BAR501 regulates the expression of CSE and ET-1 in the CCl4 model of liver cirrhosis.
C57BL6 mice were treated for 9 weeks with CCl4 or with the combination of CCl4 plus BAR501 15 mg/kg. The relative hepatic mRNA expression of TGFβ1, COL1α1, αSMA, TNFα, IL1β, GP-BAR1 (panel A) and CBS, CSE, eNOS, iNOS, CAV-1 ET-1 (panel B) was assayed by Real-Time PCR. (C) Effect of BAR501 on CSE activity in the CCl4 model. (D) Effect of BAR501 on nitrite/nitrate in CCl4 treated mice. Results are the mean ± SE of 4–8 mice per group. *p<0.05 versus naive mice. #p<0.05 versus CCl4 alone.
Fig 4.
BAR501 correct for endtothelial dysfunction caused by methionine diet.
Gpbar1+/+ and Gpbar1-/- mice administered L-methionine for 4 weeks were randomized to receive BAR501 (20 mg/Kg daily by gavage) or vehicle (distilled water). Effect of BAR501 on (A) portal pressure, (B) ET-1 mRNA, (C) CBS mRNA, (D) CSE mRNA, (E) eNOS mRNA, (F) iNOS mRNA and (G) CAV-1. Results are the mean ± SE of 4–8 mice per group. *p<0.05 versus pbar1+/+ mice. #p<0.05 versus Gpbar1 +/+ mice fed methionine. °p<0.05 versus Gpbar1-/- mice. °°p<0.05 versus Gpbar1-/- mice fed methionine.
Fig 5.
GPBAR1 activation by BAR501 modulates the expression/activity of regulates CSE in human LSEC.
(A) Serum starved LSEC were exposed to 10 μM TLCA, OA, BA, UDCA or BAR501 for 18 hr. CSE mRNA expression was evaluated using Real-Time PCR. (B) Serum starved LSEC were exposed to 10 μM TLCA or BAR501 for 18 hr. Relative mRNA expression of CSE, CBS, eNOS and TGR5 was assayed by Real-Time PCR. Protein expression of CSE, GPBAR1 and tubulin was measured by Western blotting. (C) LSEC were transiently transfected with pCMVSPORT-hTGR5 and pGL4(CRE1)5X as described in Materials and Methods. Forty-height h post-transfection cells were stimulated 18 h with BAR501 (10 μM). (D) ChIP assay carried out in LSEC left untreated or primed with BAR501 as described in Materials and Methods. RT-PCR was performed with specific primers flanking the responsive element CRE1 on human CSE promoter. (E) CSE activity in LSEC administered 10 μM TLCA or BAR501 for 24 and 48 h. (F) Effect of BAR501 on phosphorylation of CSE on serine residues. Serine phosphorylation of CSE was assessed by immunoprecipitation of CSE followed by Western blot determination of phosphoserine and phospho-Akt1 content in SEC exposed to BAR501 (10 μM) for 0, 5, 15, 30, and 60 min. (G) Exposure of LSEC to BAR501 increases eNOS phosphorylation. All analyses were carried out in triplicate and the experiments were repeated twice. *p<0.05 versus not treated cells.
Fig 6.
GPBAR1 activation down-regulates ET-1 expression in human LSEC by displacing FOXO1 transcriptional complex from the ET-1 promoter.
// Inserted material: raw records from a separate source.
PR #347, opened 2020-03-12
Use s3 env for rocksdb backup & restore

ghanpipi:
1. Refactor rocksdb_admin backup/restore methods to be used for hdfs/s3 env
backup & restore APIs
2. Add flags to indicate which env(hdfs/s3) will be used for backup & restore

### DIFF
--- a/rocksdb_admin/admin_handler.cpp
+++ b/rocksdb_admin/admin_handler.cpp
@@ -32,17 +32,15 @@
 #include "common/kafka/kafka_consumer_pool.h"
 #include "common/kafka/kafka_watcher.h"
 #include "common/network_util.h"
+#include "common/rocksdb_env_s3.h"
 #include "common/rocksdb_glogger/rocksdb_glogger.h"
 #include "common/stats/stats.h"
 #include "common/thrift_router.h"
 #include "common/timeutil.h"
 #include "folly/FileUtil.h"
-#include "folly/MoveWrapper.h"
 #include "folly/ScopeGuard.h"
 #include "folly/String.h"
 #include "librdkafka/rdkafkacpp.h"
-#include "rocksdb/env.h"
-#include "rocksdb/status.h"
 #include "rocksdb/options.h"
 #include "rocksdb/utilities/backupable_db.h"
 #include "rocksdb_admin/detail/kafka_broker_file_watcher_manager.h"
@@ -112,6 +110,14 @@ const std::string kKafkaDbDeleteErrors = "kafka_db_delete_errors";
 const std::string kKafkaDbMergeErrors = "kafka_db_merge_errors";
 const std::string kKafkaDeserFailure = "kafka_deser_failure";
 const std::string kKafkaInvalidOpcode = "kafka_invalid_opcode";
+const std::string kHDFSBackupSuccess = "hdfs_backup_success";
+const std::string kS3BackupSuccess = "s3_backup_success";
+const std::string kHDFSBackupFailure = "hdfs_backup_failure";
+const std::string kS3BackupFailure = "s3_backup_failure";
+const std::string kHDFSRestoreSuccess = "hdfs_restore_success";
+const std::string kS3RestoreSuccess = "s3_restore_success";
+const std::string kHDFSRestoreFailure = "hdfs_restore_failure";
+const std::string kS3RestoreFailure = "s3_restore_failure";
 
 int64_t GetMessageTimestampSecs(const RdKafka::Message& message) {
   const auto ts = message.timestamp();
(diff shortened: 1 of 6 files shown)


rocksdb_admin/admin_handler.h
```diff
@@ -158,11 +170,31 @@ class AdminHandler : virtual public AdminSvIf {
...
   std::atomic<int> num_current_s3_sst_downloadings_;
+  // number of the current concurrenty s3 uploadings
+  std::atomic<int> num_current_s3_sst_uploadings_;
   // Map of db_name to kafka watcher
   std::unordered_map<std::string, std::shared_ptr<KafkaWatcher>>
     kafka_watcher_map_;
   // Lock for synchronizing access to kafka_watcher_map_
   std::mutex kafka_watcher_lock_;
+
+  bool backupDBHelper(const std::string& db_name,
```
sihanwang-pinterest: do we implement these three functions?

rocksdb_admin/helix_client.cpp
```diff
@@ -109,8 +114,12 @@ void invokeClass(JNIEnv* env,
   env->SetObjectArrayElement(args, 12, env->NewStringUTF("--configPostUrl"));
   env->SetObjectArrayElement(args, 13,
                              env->NewStringUTF(config_post_url.c_str()));
+  if (FLAGS_use_s3_backup) {
+    env->SetObjectArrayElement(args, 14, env->NewStringUTF("--s3Bucket"));
+    env->SetObjectArrayElement(args, 15, env->NewStringUTF(FLAGS_s3_bucket.c_str()));
+  }
   if (disable_spectator) {
-    env->SetObjectArrayElement(args, 14, env->NewStringUTF("--disableSpectator"));
+    env->SetObjectArrayElement(args, FLAGS_use_s3_backup ? 16 : 14, env->NewStringUTF("--disableSpectator"));
```
rajathprasad: what is the logic here? why are `disableSpectator` and `use_s3_backup` related?

rocksdb_admin/admin_handler.cpp
```diff
@@ -501,147 +508,314 @@ void AdminHandler::async_tm_ping(
...
+                             FLAGS_rocksdb_replicator_port,
+                             upstream_addr.get(),
+                             &callback)) {
+    common::Stats::get()->Incr(kS3RestoreFailure);
+    return;
+  }
+
+  auto local_s3_util = createLocalS3Util(request->limit_mbs, request->s3_bucket);
+  std::string formatted_s3_dir_path = rtrim(request->s3_backup_dir, '/');
+  rocksdb::Env* s3_env = new rocksdb::S3Env(formatted_s3_dir_path, local_path, std::move(local_s3_util));
```
sihanwang-pinterest: std::move(local_path)?

rocksdb_admin/admin_handler.cpp
```diff
@@ -32,17 +32,16 @@
...
 #include "common/thrift_router.h"
 #include "common/timeutil.h"
 #include "folly/FileUtil.h"
-#include "folly/MoveWrapper.h"
 #include "folly/ScopeGuard.h"
 #include "folly/String.h"
 #include "librdkafka/rdkafkacpp.h"
-#include "rocksdb/env.h"
-#include "rocksdb/status.h"
+#include "common/rocksdb_env_s3.h"
```
rajathprasad: You've included this header twice.

rocksdb_admin/admin_handler.cpp
```diff
@@ -501,147 +508,314 @@ void AdminHandler::async_tm_ping(
...
-  auto status = rocksdb::NewHdfsEnv(&hdfs_env, full_path);
-  if (!OKOrSetException(status,
-                        AdminErrorCode::DB_ADMIN_ERROR,
-                        &callback)) {
-    return;
+  rocksdb::BackupEngine* backup_engine;
+  auto status = rocksdb::BackupEngine::Open(
+      rocksdb::Env::Default(), options, &backup_engine);
+  if (!status.ok()) {
+    e->errorCode = AdminErrorCode::DB_ADMIN_ERROR;
```
rajathprasad: Log error.

rocksdb_admin/admin_handler.cpp
```diff
@@ -501,147 +508,314 @@ void AdminHandler::async_tm_ping(
...
-  if (!OKOrSetException(status,
-                        AdminErrorCode::DB_ADMIN_ERROR,
-                        &callback)) {
-    return;
+  auto status = rocksdb::BackupEngine::Open(
+      rocksdb::Env::Default(), options, &backup_engine);
+  if (!status.ok()) {
+    e->errorCode = AdminErrorCode::DB_ADMIN_ERROR;
+    e->message = status.ToString();
+    return false;
```
rajathprasad: Log error.

rocksdb_admin/admin_handler.cpp
```diff
@@ -501,147 +508,314 @@ void AdminHandler::async_tm_ping(
...
+
+  return str;
+}
+
+void AdminHandler::async_tm_backupDBToS3(
+    std::unique_ptr<apache::thrift::HandlerCallback<std::unique_ptr<
+      BackupDBToS3Response>>> callback,
+    std::unique_ptr<BackupDBToS3Request> request) {
+  AdminException e;
+  auto n = num_current_s3_sst_uploadings_.fetch_add(1);
```
rajathprasad: can we make this `const auto`?

rocksdb_admin/admin_handler.cpp
```diff
@@ -888,33 +1092,11 @@ void AdminHandler::async_tm_addS3SstFilesToDB(
...
-      // Invoke destructor explicitly to make sure Aws::InitAPI()
-      // and Aps::ShutdownApi() appear in pairs.
-      s3_util_ = nullptr;
-      s3_util_ = common::S3Util::BuildS3Util(request->s3_download_limit_mb,
-                                             request->s3_bucket);
-    }
-    local_s3_util = s3_util_;
-  }
-
+  auto local_s3_util = createLocalS3Util(request->s3_download_limit_mb, request->s3_bucket);
```
rajathprasad: Could this cause a bottleneck for backup or restoring? If there are quite a few downloads/uploads happening for a particular segment (with saw 'x' as the download limit), another request with 'y' as the download limit could wait for a long time to create the S3 client. Could this cause issues when helix is trying to promote a master?

rocksdb_admin/admin_handler.h
```diff
@@ -158,11 +170,31 @@ class AdminHandler : virtual public AdminSvIf {
...
+  bool restoreDBHelper(const std::string& db_name,
+                       const std::string& backup_dir,
+                       std::unique_ptr<rocksdb::Env> env_holder,
+                       std::unique_ptr<folly::SocketAddress> upstream_addr,
+                       const bool enable_restore_rate_limit,
+                       const uint32_t restore_rate_limit,
+                       AdminException* e);
+
+  std::shared_ptr<common::S3Util> createLocalS3Util(const uint32_t read_ratelimit_mb = 50,
+                                                    const std::string& bucket = "");
```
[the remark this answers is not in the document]
rajathprasad: My bad

rocksdb_admin/admin_handler.cpp
ghanpipi: good catch

rocksdb_admin/admin_handler.cpp
ghanpipi: I don't think it would cause a bottleneck. Actually we are using the same logic in the readonly cluster which has more downloading requests/bandwidth than the backup/restore use-case. It wont happen in the master promotion due to this process only happen in offline to slave state transition.

rocksdb_admin/helix_client.cpp
ghanpipi: they are not related. but we need to calculate the number of arguments passed to the jni

rocksdb_admin/helix_client.cpp
```diff
@@ -30,6 +30,10 @@ DECLARE_int32(port);
 DEFINE_string(helix_log_config_file_path, "",
     "Participant log config file path "
     "e.g: /etc/config/helix/log4j.properties");
+DEFINE_bool(use_s3_backup, false,
+            "whether we should use S3 env for rocksdb backup&rockstore");
+DEFINE_string(s3_bucket, "pinterest-jackson",
```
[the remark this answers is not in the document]
ghanpipi: we use the similar thing for hdfs env...

rocksdb_admin/admin_handler.cpp
```diff
@@ -501,147 +507,317 @@ void AdminHandler::async_tm_ping(
...
-                        AdminErrorCode::DB_ADMIN_ERROR,
-                        &callback)) {
+  LOG(INFO) << "HDFS Restore is done.";
+  common::Stats::get()->Incr(kHDFSRestoreSuccess);
+  callback->result(RestoreDBResponse());
+}
+
+inline std::string rtrim(std::string str, char c) {
+  if (str.length() > 0 && str.back() == c) {
+    str.substr(0, str.size() - 1) ;
```
newpoo: substr() won't change the content of str.

can we do the following:

`if (!str.empty() && str.back() == c) {
    str.pop_back();
}`

rocksdb_admin/admin_handler.cpp
```diff
@@ -501,147 +507,317 @@ void AdminHandler::async_tm_ping(
...
-    std::unique_ptr<BackupDBRequest> request) {
-  db_admin_lock_.Lock(request->db_name);
-  SCOPE_EXIT { db_admin_lock_.Unlock(request->db_name); };
+bool AdminHandler::backupDBHelper(const std::string& db_name,
+                                  const std::string& backup_dir,
+                                  std::unique_ptr<rocksdb::Env> env_holder,
+                                  const bool enable_backup_rate_limit,
+                                  const uint32_t backup_rate_limit,
+                                  AdminException* e) {
+  assert(env_holder != nullptr);
```
newpoo: can you use CHECK() instead of assert()?

rocksdb_admin/admin_handler.cpp
```diff
@@ -501,147 +507,317 @@ void AdminHandler::async_tm_ping(
...
 
 void AdminHandler::async_tm_restoreDB(
     std::unique_ptr<apache::thrift::HandlerCallback<std::unique_ptr<
       RestoreDBResponse>>> callback,
     std::unique_ptr<RestoreDBRequest> request) {
-  db_admin_lock_.Lock(request->db_name);
-  SCOPE_EXIT { db_admin_lock_.Unlock(request->db_name); };
-
-  AdminException e;
+  auto full_path = FLAGS_hdfs_name_node + request->hdfs_backup_dir;
```
newpoo: can you move it to right before where it is used?

rocksdb_admin/admin_handler.cpp
newpoo: This is an issue that we may need to improve in the future. Though slave->master transition doesn't need s3 client, it may be blocked by offline->slave transitions for other DBs. Because they need to compete for helix concurrency, admin threads, etc.

ghanpipi: yes. we will optimize it in the future when it becomes the performance bottleneck.

rocksdb_admin/admin_handler.cpp
```diff
@@ -230,7 +236,7 @@ std::unique_ptr<::admin::ApplicationDBManager> CreateDBBasedOnConfig(
          upstream_addr = folly::makeMoveWrapper(std::move(upstream_addr)),
          my_role, &db_manager] () mutable {
           std::string err_msg;
-          auto db = std::move(*db_future).get();
+          auto db = (*db_future).get();
```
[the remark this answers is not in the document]
ghanpipi: maybe i forgot to rebase.

rocksdb_admin/admin_handler.cpp
ghanpipi: good catch!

(A) Serum starved LSEC were stimulated 18 h with 10 μM TLCA or BAR501. At the end of stimulation CSE mRNA expression was evaluated using Real-Time PCR method. (B) representative Western blot analysis of Akt1, phospho-Akt1, FOXO1 and phospho-FOXO1 proteins in SEC exposed to BAR501 (10 μM) for 0, 5, 15, 30, and 60 min. (C) ChIP assay carried out in SEC left untreated or primed with BAR501 as described in materials and methods. RT-PCR was performed with specific primers flanking the FOXO1 responsive element on human ET-1 promoter. Inset of Fig 6C. Representative qualitative PCR of ET-1 promoter immunoprecipitated with an anti-FOXO1 antibody on SEC left untreated or primed with BAR501 (D) Effect of PI3K inhibitor LY-294,002 (LY) on ET-1 mRNA expression in SEC coadministered with BAR501. *p< 0.05 versus not treated (NT) cells; #p<0.05 versus BAR501 treated cells.
Fig 7.
Schematic representation of the effect of BAR501 on LSEC in models of LSEC dysfunction.
CCl4 and methionine feeding alter liver sinusoidal cell function. In these settings LSEC express high levels of endothelin 1 (ET-1) along with reduces eNOS activity due to enhanced binding of eNOS with caveolin-1, and reduced expression of CSE, a H2S-generating enzyme. Activation of GPBAR1 by BAR501, increases CSE expression by CRE-mediated activity, and causes both eNOS and CSE phosphorylation by AKT-mediated mechanism. In addition, AKT-driven phosphorylation of FOXOA1, attenuates ET-1 production. However since eNOS is bound to caveolin 1 the generation of nitrite/nitrate do not increase. Thus, activation of GPBAR1 in CCl4-treated mice, leads to eNOS-independent reduction of intravascular resistance, that is mostly mediated by inhibition of ET-1 and increased release of H2S.